Pointing it at the original SourceForge issue:

<?xml version="1.0" encoding="UTF-8"?>
<jhoveConfig version="1.0"
 xmlns:xsi="http://www.w3.org/2001/XMLSchema-instance"
 xmlns="http://hul.harvard.edu/ois/xml/ns/jhove/jhoveConfig"
 xsi:schemaLocation="http://hul.harvard.edu/ois/xml/ns/jhove/jhoveConfig
                     https://sourceforge.net/p/jhove/bugs/51/">

image

[Error] :35:88: s4s-elt-character: Non-whitespace characters are not allowed in schema elements other than 'xs:appinfo' and 'xs:documentation'. Saw 'JHOVE / Bugs / #51 JhoveView: Markup Parsing Error: dynPolLoginRedirect.html'.
[Error] :52:36: s4s-elt-character: Non-whitespace characters are not allowed in schema elements other than 'xs:appinfo' and 'xs:documentation'. Saw 'if (!window.SF) { window.SF = {}; }'.
[Error] :53:21: s4s-elt-character: Non-whitespace characters are not allowed in schema elements other than 'xs:appinfo' and 'xs:documentation'. Saw 'SF.sandiego = false;'.
[Error] :54:27: s4s-elt-character: Non-whitespace characters are not allowed in schema elements other than 'xs:appinfo' and 'xs:documentation'. Saw 'SF.sandiego_chrome = true;'.
[Error] :55:35: s4s-elt-character: Non-whitespace characters are not allowed in schema elements other than 'xs:appinfo' and 'xs:documentation'. Saw 'SF.cdn = "https://a.fsdn.com/con";'.
[Error] :87:23: s4s-elt-character: Non-whitespace characters are not allowed in schema elements other than 'xs:appinfo' and 'xs:documentation'. Saw 'div.moderate {'.
[Error] :88:24: s4s-elt-character: Non-whitespace characters are not allowed in schema elements other than 'xs:appinfo' and 'xs:documentation'. Saw 'color:grey;'.
[Error] :89:10: s4s-elt-character: Non-whitespace characters are not allowed in schema elements other than 'xs:appinfo' and 'xs:documentation'. Saw '}'.
[Error] :114:25: s4s-elt-character: Non-whitespace characters are not allowed in schema elements other than 'xs:appinfo' and 'xs:documentation'. Saw '/* make URL '.
[Fatal Error] :114:26: The entity name must immediately follow the '&' in the entity reference.
May 02, 2020 8:05:43 PM JhoveView errorAlert
WARNING: Error parsing configuration file: The entity name must immediately follow the '&' in the entity reference.

Impact

So for all that playing about the impact here is as one might imagine is that jhove-view opens correctly, but then we can't do much with the window, i.e. none of the modules are loaded so if we drag and drop into the window a processing pop-up appears but there's no processing happening as far as I can see. If you try selecting a module there are no entries.

What do we do?

Rightfully this is marked as a low-priority task, but are there some things we might consider doing @carlwilson? e.g. to make this more robust?

A couple of ideas:

  1. XML validation for a config document seems like quite a high bar. Can we skip validation of the config entirely? Is XML still the right choice for a config document?
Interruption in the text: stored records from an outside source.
Issue #530, opened 2024-01-10
The psql password passed to the module is overridden by the one aws creates in Secret Manager


lorenzophys:
## Description

When creating a PostgreSQL RDS instance using the `terraform-aws-rds` module, I encountered an unexpected behavior where AWS auto-generates a password in the Secret Manager, even though I explicitly provided a username and password. This occurs despite the documentation stating that the `manage_master_user_password` input is false by default.
If I explicitly set `manage_master_user_password = false` then my password is actually used for the master user.

## Versions
- Module version [Required]:

- Terraform version:
```
Terraform v1.5.7
on darwin_arm64
```
- Provider version(s):
```
Terraform v1.5.7
on darwin_arm64
+ provider registry.terraform.io/carlpett/sops v1.0.0
+ provider registry.terraform.io/hashicorp/aws v5.31.0
+ provider registry.terraform.io/hashicorp/random v3.6.0
```
## Reproduction Code [Required]

```hcl
module "db" {
  source = "terraform-aws-modules/rds/aws"

  identifier = local.id

  engine                    = "postgres"
  engine_version            = "12.14"
  major_engine_version      = "12"
  family                    = "postgres12" # DB parameter group
  create_db_parameter_group = false

  # DB option group
  instance_class    = "db.t3.small"
  allocated_storage = 20

  username                    = "postgres"
  password                    = data.sops_file.db_credentials.data["secrets.db_password"]
  #manage_master_user_password = false
  port                        = 5432

  multi_az               = false
  vpc_security_group_ids = [module.security_group.security_group_id]

  create_db_subnet_group      = true
  db_subnet_group_name        = "${local.short_name}-${data.aws_vpc.eks.id}"
  db_subnet_group_description = "Database subnet group accociated with ${local.environment} eks cluster for ${local.short_name}"
  subnet_ids                  = [for subnet in data.aws_subnets.eks.ids : subnet if !(contains(data.aws_subnets.eks_public.ids, subnet))]

  iam_database_authentication_enabled = false
  publicly_accessible                 = false

  auto_minor_version_upgrade = true

  maintenance_window = "Mon:00:00-Mon:03:00"
  backup_window      = "03:00-06:00"

  backup_retention_period = 0
  skip_final_snapshot     = true
  deletion_protection     = false

  performance_insights_enabled = false

  tags = local.tags
}
```

## Steps to reproduce the behavior:

[...]

PR #531, opened 2024-01-10
fix: Align the default value of `manage_master_user_password` in the instance sub-module with the root module

lorenzophys:
## Description
Fixed the default value of `manage_master_user_password` in the `db_instance` submodule to avoid confusion. See #530


bryantbiggs (approved):
thank you!

For reference - https://github.com/terraform-aws-modules/terraform-aws-rds/issues/530#issuecomment-1884898941

PR #534, opened 2024-01-15
fix: Allow managing `allocated_storage` for replicas

relu:
## Description

A regression was introduced via c66cd738 where allocated_storage can only be set on primary instances. However, this should not be a limitation because RDS does allow managing replica storage independently from the primary.


antonbabenko:
This PR is included in version 6.5.1 :tada:

PR #544, opened 2024-03-18
fix: Separate `db_instance_tags` from merged `tags` sub-module input

winthropgutmann-ef:
## Description
 This PR splits the two on input so that the `var.db_instance_tags` are only applied to the rds_db_instance, preserving the functionality that if `var.tags` is defined, it will be merged with `var.db_instance_tags`

## Motivation and Context
This change is required because it incorrectly maps `var.db_instance_tags` to all resources associated with the module. This functionality is reserved for the `var.tags` input. `var.db_instance_profile` described as "Additional tags for the DB instance", only these tags should be associated with the `rds_db_instance`

## Breaking Changes
None - backwards compatible since `var.db_instance_tags` and `var.tags` are still merged on `this.db_instance` when present.

## How Has This Been Tested?

I need to test these changes, we have an existing project that this might be applicable in. 

### DIFF
--- a/.pre-commit-config.yaml
+++ b/.pre-commit-config.yaml
@@ -1,6 +1,6 @@
 repos:
   - repo: https://github.com/antonbabenko/pre-commit-terraform
-    rev: v1.88.0
+    rev: v1.88.2
     hooks:
       - id: terraform_fmt
       - id: terraform_docs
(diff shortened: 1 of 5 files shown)


antonbabenko:
This PR is included in version 6.5.3 :tada:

  2. Do we ask JHOVE to exit entirely and more cleanly, maybe with a clearer message? I.e. once we know we haven't the schema to validate against, we can let the user know that? Right now we're asking the user to react to an unfiltered message from the XML validation, we can parse and translate that to say the config validation didn't work because the schema was invalid?
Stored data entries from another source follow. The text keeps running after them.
PR #574, opened 2024-10-30
adding dynamic lifecycle rule to ignore username/password changes if …

JamesDavidson13:
…var.password is declared

## Description
I added a dynamic lifecycle rule that will trigger when var.password is declared, resulting in ignoring changes for username and password.

## Motivation and Context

  3. Something else? Maybe load a default configuration? (A downside of that is that certain modules may not be installed to be accessed.)

I feel like there is room to do something here, but I'm not sure the appetite of the project.
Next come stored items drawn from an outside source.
PR #435, opened 2019-02-05
Fix buffer memory leak

arthurafarias:
https://github.com/oktal/pistache/issues/399#issuecomment-459224155

### DIFF
--- a/include/pistache/stream.h
+++ b/include/pistache/stream.h
@@ -121,49 +121,12 @@ private:
 template<typename CharT>
 size_t ArrayStreamBuf<CharT>::maxSize = Const::DefaultMaxPayload;
 
-// struct Buffer {
-//     Buffer()
-//         : data(nullptr)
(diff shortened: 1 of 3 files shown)


arthurafarias:
Oh, this version of GCC doesn't supports incomplete type in template parameter. It builds in my machine.

image

I will try to avoid this type of declaration std::shared_ptr<char[]>.

arthurafarias:
I've probed it just works with g++ 7. Closing this merge request.

arthurafarias:
I think I fixed this problem. I will commit and see if works.

arthurafarias:
> At some point I would like to have the travis-ci test run against all "supported" platforms. I have a different open bug to remind me to work on this. Sadly, I'm not a travis-ci guru, but it looks simple enough; I just have not devoted time to it yet.

I could try to solve it. What is the issue?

carlwilson commented 4 years ago

Nice work @ross-spencer. JHOVE config is an area that requires a little more work as the codes quite old. I do agree about the validation but am happy to take a look a little further down the line once the final stream is underway in a week.

And add me to the assigned list.

MartinSpeller commented 4 years ago

JhoveView: Markup Parsing Error: dynPolLoginRedirect.html #116 - Assigned to ross-spencer

ross-spencer commented 4 years ago

@carlwilson Nice. Shall we update the ticket name now too do you reckon, maybe, to begin, something like: JhoveView: Markup Parsing Error: when the jhoveConfig.xsd schema location is improperly redirected?